No Safe Harbor For “Company Of Non-Lawyers”
A recent decision of the Colorado Supreme Court is summarized in the court’s headnote
The supreme court examines the legal services exemption in the Uniform Debt-Management Services Act, §§ 12-14.5-201 to -242, C.R.S. (2014) (“DMSA”), to determine whether the original version of the exemption applies to Morgan Drexen, Inc., a company of nonlawyers. The court also analyzes whether the amended version of the exemption violates the separation of powers doctrine in the Colorado Constitution and the Commerce Clause and Privileges and Immunities Clause in the United States Constitution because certain out-of-state attorneys may be subject to regulation under the DMSA. The supreme court reverses the trial court’s order and remands for further proceedings consistent with this opinion. The supreme court holds that the trial court erred by concluding that Morgan Drexen’s services fall within the scope of the legal services exemption in the original DMSA, section § 12-14.5-202(10)(A), C.R.S. (2008). The original exemption encompasses nonlawyer assistants, but Morgan Drexen’s activity here does not fall within the scope of that exemption because it performs substantive debt-management services without meaningful instruction and supervision by an attorney. The supreme court also holds that the amended DMSA does not violate the separation of powers doctrine in article III of the Colorado Constitution or the Commerce and Privileges and Immunities Clauses of the United States Constitution.
The plaintiff
Walter Ledda is the founder, Chief Executive Officer, and majority shareholder of Morgan Drexen. He describes Morgan Drexen as a “legal software and legal software development company” that is owned and operated by nonlawyers but provides paraprofessional and administrative support to attorneys and performs “routine tasks.” Although Morgan Drexen alternates between calling itself a California and a Nevada corporation, its principal place of business is in California. Morgan Drexen employs what it terms “nonlawyer assistants” and provides debt-management services nationwide in conjunction with contracting attorneys known as “engagement counsel” or “engagement law firms,” some of whom then engage local counsel. Engagement counsel or local counsel enter into attorney–client fee agreements with debtors. Those fee agreements state that counsel may use the services of outside companies such as Morgan Drexen; however, Morgan Drexen is not a party to the agreements.

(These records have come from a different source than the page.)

PR #8623, opened 2022-11-22
M3-5995: UDF copy updates

hana-linode:
## Description 📝
- Change placeholder text from "Enter your password" to "Enter your token" for API token field
- Add tooltip about setting up an API token next to the token input field

## Preview 📷
image

## How to test 🧪
Click on a Marketplace app that has an API token input field under Setup such as Mongodb Cluster

### DIFF
--- a/packages/manager/src/components/TextField.tsx
+++ b/packages/manager/src/components/TextField.tsx
@@ -9,6 +9,7 @@ import InputAdornment from 'src/components/core/InputAdornment';
 import InputLabel from 'src/components/core/InputLabel';
 import { makeStyles, Theme, WithTheme } from 'src/components/core/styles';
 import TextField, { TextFieldProps } from 'src/components/core/TextField';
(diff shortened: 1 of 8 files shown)


packages/manager/src/components/TextField.tsx
```diff
@@ -152,6 +153,7 @@ export const LinodeTextField: React.FC<CombinedProps> = (props) => {
     tooltipPosition,
     tooltipText,
     tooltipClasses,
+    tooltipInteractive,
     tooltipOnMouseEnter,
```
bnussman-akamai, line 157: This is completely optional, but because we have so many tooltip props, we may want to change this to one prop called something like `tooltipProps` that is of type `TooltipProps`.

bnussman-akamai (approved):

packages/manager/src/components/TextField.tsx
CodyFinn-Akamai: I second this

CodyFinn-Akamai (approved):

PR #8629, opened 2022-11-29
M3-5197: React Query Volumes - Fixes and Feedback on Feature Branch

bnussman-akamai:
## Description 📝

- This PR will be used to address any feedback or bugs found in `feature/react-query-volumes`

### DIFF
--- a/packages/manager/src/App.tsx
+++ b/packages/manager/src/App.tsx
@@ -120,7 +120,7 @@ export class App extends React.Component<CombinedProps, State> {
       .subscribe(domainEventsHandler);
 
     /*
-     * Send any Volume events to the Domain events handler in the queries file
+     * Send any Volume events to the Volume events handler in the queries file
      */
     events$
       .filter((event) => event.action.startsWith('volume') && !event._initial)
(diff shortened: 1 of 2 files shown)


bnussman:
@jdamore-linode Does 6bccb45 seem correct to fix the volume attach stability?

jdamore-linode:
@bnussman I still haven't been able to reproduce that failure so it's hard to say :/ But the tests continue to pass for me with your changes in place, so they certainly don't hurt.

I'm still trying to figure it out, but my thought is that this shouldn't stop us from merging the RQ changes as long as we've thoroughly tested volume attaching manually. Hopefully we won't see any failures, but if there is flake it'll be a lot easier to troubleshoot once this is merged to `develop` and we get it logged and recorded in the Cypress dashboard.

For now I'm going to focus on code review/manual testing, but if I have any time left over I may reach out to Mariah (cc @mjac0bs) to take another stab at reproducing/understanding this!

jdamore-linode:
@bnussman Just to clarify, I think the cause of the failure is that the test is clicking the "Attach" button before the form has had a chance to update after selecting a Linode -- if that's the case, I'm pretty sure your commit will fix the issue 👍

bnussman:
I also saw the issue @mjac0bs saw.

The failures make since because with the RQ changes, a Linode's configs need to be loaded to attach a volume. Previously, we didn't enforce configs to be loaded to attach a volume.

dwiley-akamai (approved):
LGTM now 👍

jdamore-linode (approved):

PR #241, opened 2020-03-25
Revert "CIRCSTORE-201 Add markedMissingDate property to a loan"

Svitlana-Zmiivska:
Reverts folio-org/mod-circulation-storage#240

**Reason:**
According to requirements, we don't need markedMissingDate property for a loan

### DIFF
--- a/descriptors/ModuleDescriptor-template.json
+++ b/descriptors/ModuleDescriptor-template.json
@@ -15,7 +15,7 @@
     },
     {
       "id": "loan-storage",
-      "version": "6.7",
+      "version": "6.6",
       "handlers": [
         {
           "methods": ["GET"],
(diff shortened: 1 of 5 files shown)


bohdan-suprun:
Hi @Svitlana-Zmiivska, 

Have you got a clarification from Emma, that this property is not needed?

As far as I understand **Action date** here:

image

means the property to be used.

However, loanActionHistory.metadata.updatedDate can be used here instead.

marcjohnson-kint:
@bohdan-suprun  As I understand it, loan actions come from the `loan action history` API, which includes a date and time when that snapshot of the loan record was taken. I believe that is what the UI interprets as `action date`.

Otherwise, it would need to choose different properties from the loan record depending upon the action, which I don't think it does.

Does that make sense?

bohdan-suprun:
@marcjohnson-kint, yes, make sense to me. Thank you!

Svitlana-Zmiivska:
@bohdan-suprun @marc-johnson This property isn't used on loan actions.
@SergiyVSergiyenko thank you for your check

PR #242, opened 2020-04-10
CIRCSTORE-208: rename itemEffectiveLocationAtCheckOut

rjruizes:
https://issues.folio.org/browse/CIRCSTORE-208

Follow-up to [CIRCSTORE-157](https://github.com/folio-org/mod-circulation-storage/pull/194) which added a new field itemEffectiveLocationAtCheckOut. This field name was renamed in mod-circulation; this issue is to propagate that rename to mod-circulation-storage.

### DIFF
--- a/ramls/examples/loan.json
+++ b/ramls/examples/loan.json
@@ -5,7 +5,7 @@
   "itemId": "cb20f34f-b773-462f-a091-b233cc96b9e6",
   "loanDate": "2017-03-01T23:11:00-01:00",
   "dueDate": "2017-03-15T23:11:00-01:00",
-  "itemEffectiveLocationAtCheckOut": "07f83048-6737-4c6a-a3bc-c49cd9beaa38",
+  "itemEffectiveLocationIdAtCheckOut": "07f83048-6737-4c6a-a3bc-c49cd9beaa38",
   "checkoutServicePointId": "8bb53832-c9fb-47ef-986d-5b1a498a8b30",
   "checkinServicePointId": "8bb53832-c9fb-47ef-986d-5b1a498a8b30",
   "status": {
--- a/ramls/loan-storage.raml
+++ b/ramls/loan-storage.raml
@@ -1,6 +1,6 @@
 #%RAML 1.0
 title: Loan Storage
-version: v6.7
+version: v6.8
 protocols: [ HTTP, HTTPS ]
 baseUri: http://localhost:9130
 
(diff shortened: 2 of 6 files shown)


ramls/loan.json
```diff
@@ -21,7 +21,7 @@
       "description": "ID of the item lent to the patron",
       "type": "string"
     },
-    "itemEffectiveLocationAtCheckOut": {
+    "itemEffectiveLocationIdAtCheckOut": {
       "description": "The effective location, at the time of checkout, of the item loaned to the patron.",
       "type": "string",
       "pattern": "^[a-fA-F0-9]{8}-[a-fA-F0-9]{4}-[1-5][a-fA-F0-9]{3}-[89abAB][a-fA-F0-9]{3}-[a-fA-F0-9]{12}$"
```
bohdan-suprun, line 27:
```suggestion
      "$ref": "raml-util/schemas/uuid.schema"
```

ramls/loan-storage.raml
```diff
@@ -1,6 +1,6 @@
 #%RAML 1.0
 title: Loan Storage
-version: v6.7
+version: v6.8
```
bohdan-suprun, line 3: Please, update module descriptor API version as well.

ramls/examples/loan.json
```diff
@@ -5,7 +5,7 @@
   "itemId": "cb20f34f-b773-462f-a091-b233cc96b9e6",
   "loanDate": "2017-03-01T23:11:00-01:00",
   "dueDate": "2017-03-15T23:11:00-01:00",
-  "itemEffectiveLocationAtCheckOut": "07f83048-6737-4c6a-a3bc-c49cd9beaa38",
+  "itemEffectiveLocationIdAtCheckOut": "07f83048-6737-4c6a-a3bc-c49cd9beaa38",
```
marcjohnson-kint, line 8: This is a breaking compatibility change, the `loan-storage` interface will need changing to version `7.0` and all dependent modules will need updating for compatibility.

marcjohnson-kint:
Thank you for updating this pull request to reflect the breaking change.

This change needs to be coordinated with changes to (at least) the following modules:
* ui-users
* mod-circulation
* stripes-core ([it appears](https://github.com/folio-org/stripes-core/blob/10bfbcf90c49cdb1244735147599f0313a784162/src/components/MainNav/AppList/tests/selectedApp.json#L14-L25))

There might also be other dependents like the API, regression or performance tests and reporting (which I am assuming you are aware of)

PR #244, opened 2020-04-17
[CIRCSTORE-207] Update schemas to support fee/fine scheduled notices

OleksandrVidinieiev:
To support implementation of [CIRC-711](https://issues.folio.org/browse/CIRC-711).

Resolves: [CIRCSTORE-207](https://issues.folio.org/browse/CIRCSTORE-207)
Original UI story: [UICIRC-451](https://issues.folio.org/browse/UICIRC-451)

### DIFF
--- a/ramls/patron-notice-policy.json
+++ b/ramls/patron-notice-policy.json
@@ -92,61 +92,11 @@
               },
               "sendBy": {
                 "type": "object",
-                "additionalProperties": false,
-                "description": "Send by options",
-                "properties": {
-                  "duration": {
-                    "type": "integer",
-                    "description": "Duration amount",
-                    "minimum": 1,
-                    "maximum": 100
-                  },
-                  "intervalId": {
-                    "type": "string",
-                    "description": "Interval id",
-                    "enum": [
-                      "Minutes",
-                      "Hours",
-                      "Days",
-                      "Weeks",
-                      "Months",
-                      "Years"
-                    ]
-                  }
-                },
-                "required": [
-                  "duration",
-                  "intervalId"
-                ]
+                "$ref": "interval.json"
               },
               "sendEvery": {
                 "type": "object",
-                "additionalProperties": false,
-                "description": "Send every options",
-                "properties": {
-                  "duration": {
-                    "type": "integer",
-                    "description": "Duration amount",
-                    "minimum": 1,
-                    "maximum": 100
-                  },
-                  "intervalId": {
-                    "type": "string",
-                    "description": "Interval id",
-                    "enum": [
-                      "Minutes",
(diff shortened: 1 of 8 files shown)


ramls/patron-notice-policy.json
```diff
@@ -207,74 +157,31 @@
             "properties": {
               "sendHow": {
                 "type": "string",
-                "description": "Defines how notice should be sent, before, after or upon",
+                "description": "Defines how notice should be sent, after or upon",
```
alexanderkurash, line 160: There should probably be dash or colon after "sent", otherwise it's a bit confusing.

ramls/patron-notice-policy.json
```diff
@@ -207,74 +157,31 @@
...
                 "enum": [
                   "Upon At",
-                  "Before",
```
alexanderkurash, line 213: Why are we removing this option?

OleksandrVidinieiev: Because this option makes no sense in terms of automated fees/fines.

ramls/patron-notice-policy.json
```diff
@@ -207,74 +157,31 @@
...
-                "required": [
-                  "duration",
-                  "intervalId"
-                ]
+                "$ref": "interval.json"
               }
             },
             "required": [
-              "sendHow"
+              "sendWhen"
```
alexanderkurash, line 184: I want to understand this change better. "how" is now not required, but "when" is. At the same time, "when" only has options for "Overdue fine returned" and "Overdue fine renewed". What will happen to other fee/fine notices? Are there other fee/fine notices (f.e. for manual fines)?

ramls/patron-notice-policy.json
alexanderkurash: So this section is only for automated fees/fines?

ramls/patron-notice-policy.json
OleksandrVidinieiev: This is the way it is in other two notice categories in this schema, `loanNotices` and `requestNotices`. This change will not affect any existing notices, since there are none. Manual fees/fines are created in `mod-feesfines` regardless of patron notice policy.

alexanderkurash: Thanks

ramls/patron-notice-policy.json
OleksandrVidinieiev: Yes, at least at the moment.

ramls/patron-notice-policy.json
OleksandrVidinieiev: Fixed.

PR #248, opened 2020-06-17
CIRCSTORE-215: Add indexes for request and scheduled_notice tables

bohdan-suprun:
https://issues.folio.org/browse/CIRCSTORE-215 - Missing Indexes Warnings.

### Changes:
* add indexes needed for `request` table;
* Add indexes needed for scheduled notices timer API, which sends query `nextRunTime<"now()" and noticeConfig.sendInRealTime=="true" and triggeringEvent==("an-event") requestId=="a-request-id" sortBy nextRunTime/sort.ascending`;
* Add tests dependencies on: `lombok`, `spring-testing/context/beans`, `restassured`;
* Use Spring DI capabilities for tests: ShceduledNotices and RequestApi


src/test/java/org/folio/rest/support/clients/CqlQuery.java
```diff
@@ -0,0 +1,29 @@
...
+  public static CqlQuery startsWith(String propertyName, Object value) {
+    return fromTemplate("%s=\"%s\"", propertyName, value);
+  }
+
+  public static CqlQuery lessThen(String propertyName, Object bound) {
+    return fromTemplate("%s<\"%s\"", propertyName, bound);
+  }
+
+  public static CqlQuery fromTemplate(String template, Object... values) {
+    return new CqlQuery(String.format(template, values));
```
julianladisch, line 23: Backslash \ and double quotes " need to be masked by prepending a backslash.
CQL quoted string: https://www.loc.gov/standards/sru/cql/spec.html#bnf

bohdan-suprun: Thanks, done.

src/test/java/org/folio/rest/support/clients/CqlQuery.java
```diff
@@ -0,0 +1,45 @@
...
+  }
+
+  private static Object maskCqlValue(Object value) {
+    if (!(value instanceof String) || StringUtils.isBlank((String) value)) {
+      return value;
+    }
+
+    return value.toString().replace("\\", "\\\\")
+      .replace("\"", "\\\"");
+  }
```
julianladisch, line 44: Can you mask all cases? Look at these tests:

```
package org.folio.rest.support.clients;

import static org.hamcrest.CoreMatchers.is;
import static org.junit.Assert.assertThat;

import org.junit.Test;

public final class CqlQueryTest {
  @Test
  public void backslashString() {
    assertThat(CqlQuery.exactMatch("foo", "\\").asString(), is("foo==\"\\\\\""));
  }

  @Test
  public void backslashChar() {
    assertThat(CqlQuery.exactMatch("foo", '\\').asString(), is("foo==\"\\\\\""));
  }

  @Test
  public void backslashClass() {
    class MyClass {
      public String toString() {
        return "\\";
      }
    }
    assertThat(CqlQuery.exactMatch("foo", new MyClass()).asString(), is("foo==\"\\\\\""));
  }

  // If %c is supported is must properly mask.
  // Removing support for %c is fine.
  @Test
  public void charFromInt() {
    int c = '\\';
    assertThat(CqlQuery.fromTemplate("foo==\"%c\"", c).asString(), is("foo==\"\\\\\""));
  }
}
```

My suggestion is to remove support for %c and do it this way:

```
  private static String maskCqlValue(Object value) {
    return value.toString()
        .replace("\\", "\\\\")
        .replace("\"", "\\\"")
        .replace("*", "\\*")
        .replace("?", "\\?")
        .replace("^", "\\^");
  }
```

This also masks * ? ^ that are special CQL characters: https://www.loc.gov/standards/sru/cql/contextSets/theCqlContextSet.html

bohdan-suprun: Sure, modified.

src/test/java/org/folio/rest/support/matchers/CollectionMatchers.java
```diff
@@ -0,0 +1,79 @@
...
+import java.util.stream.Collectors;
+import java.util.stream.Stream;
+
+import org.hamcrest.Description;
+import org.hamcrest.Matcher;
+import org.hamcrest.TypeSafeMatcher;
+
+import io.vertx.core.json.JsonObject;
+
+public final class CollectionMatchers {
```
marcjohnson-kint, line 16: Was this class sourced from somewhere else?

src/test/java/org/folio/rest/api/RequestsApiTest.java
```diff
@@ -36,6 +41,7 @@
 import java.util.concurrent.TimeoutException;
 import java.util.stream.Collectors;
 
+import org.folio.rest.jaxrs.model.Request;
```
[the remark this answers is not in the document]
julianladisch: RMB uses `ramls/request.json` to generate `target/generated-sources/raml-jaxrs/org/folio/rest/jaxrs/model/Request.java` in the maven compile phase.

src/main/resources/templates/db_scripts/schema.json
```diff
@@ -167,6 +167,24 @@
...
+        {
+          "fieldName": "requesterId",
+          "tOps": "ADD",
+          "caseSensitive": false,
+          "removeAccents": false
+        }
+      ],
+      "fullTextIndex": [
+        {
+          "fieldName": "status",
```
julianladisch, line 186: The "ginIndex" for status should be removed.
We probably need an b-tree "index", not a "fullTextIndex" for status, see https://issues.folio.org/browse/CIRCSTORE-215

src/test/java/org/folio/rest/support/clients/CqlQuery.java
```diff
@@ -0,0 +1,49 @@
...
+
+  public final String asString() {
+    return query;
+  }
+
+  private static Object maskCqlValue(Object value) {
+    if (!(value instanceof String) || StringUtils.isBlank((String) value)) {
+      return value;
+    }
```
julianladisch, line 40: The 2nd, 3rd and 4th test posted in my previous comment still fail. You can fix it by removing this if clause.

bohdan-suprun: Hi @julianladisch, this class is used for tests only. I don't think it make sense to invest a lot of time into this.

bohdan-suprun:
Hi @marcjohnson-kint, I don't use generated classes anymore, instead I declared separate ones for tests.

src/main/resources/templates/db_scripts/schema.json
bohdan-suprun: I'm happy to remove them, thanks! The GIN index is marked as `DELETE` and a b-tree index is added:
```
{
    "fieldName": "status",
    "tOps": "ADD",
    "caseSensitive": false,
    "removeAccents": false
}
```

src/test/java/org/folio/rest/support/matchers/CollectionMatchers.java
bohdan-suprun: No, it is removed now.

Morgan Drexen refers to engagement counsel as its “clients” and pays them a minimal fee that passes through the law firms’ trust accounts, sometimes as low as two dollars per month per debtor–client. Two of those attorneys are parties to this lawsuit: Donald Drew Moore and Lawrence Williamson, Jr. Moore is a Colorado-licensed attorney who acts as both engagement counsel and local counsel. Williamson is a Kansas attorney who acts as engagement counsel and represents Colorado clients through association with Moore.
Holding
We hold that the trial court erred by concluding that Morgan Drexen’s services fall within the scope of the legal services exemption in the original DMSA. The original exemption encompasses nonlawyer assistants, but Morgan Drexen’s activity here does not fall within the scope of that exemption. Morgan Drexen finds no safe harbor under Colo. RPC 5.3, given that it performs substantive debt-management services without meaningful instruction and supervision by an attorney. We also conclude the amended DMSA does not violate the separation of powers doctrine in article III of the Colorado Constitution or the Commerce and Privileges and Immunities Clauses of the United States Constitution. Consequently, we reverse the trial court’s order and remand for further proceedings consistent with this opinion.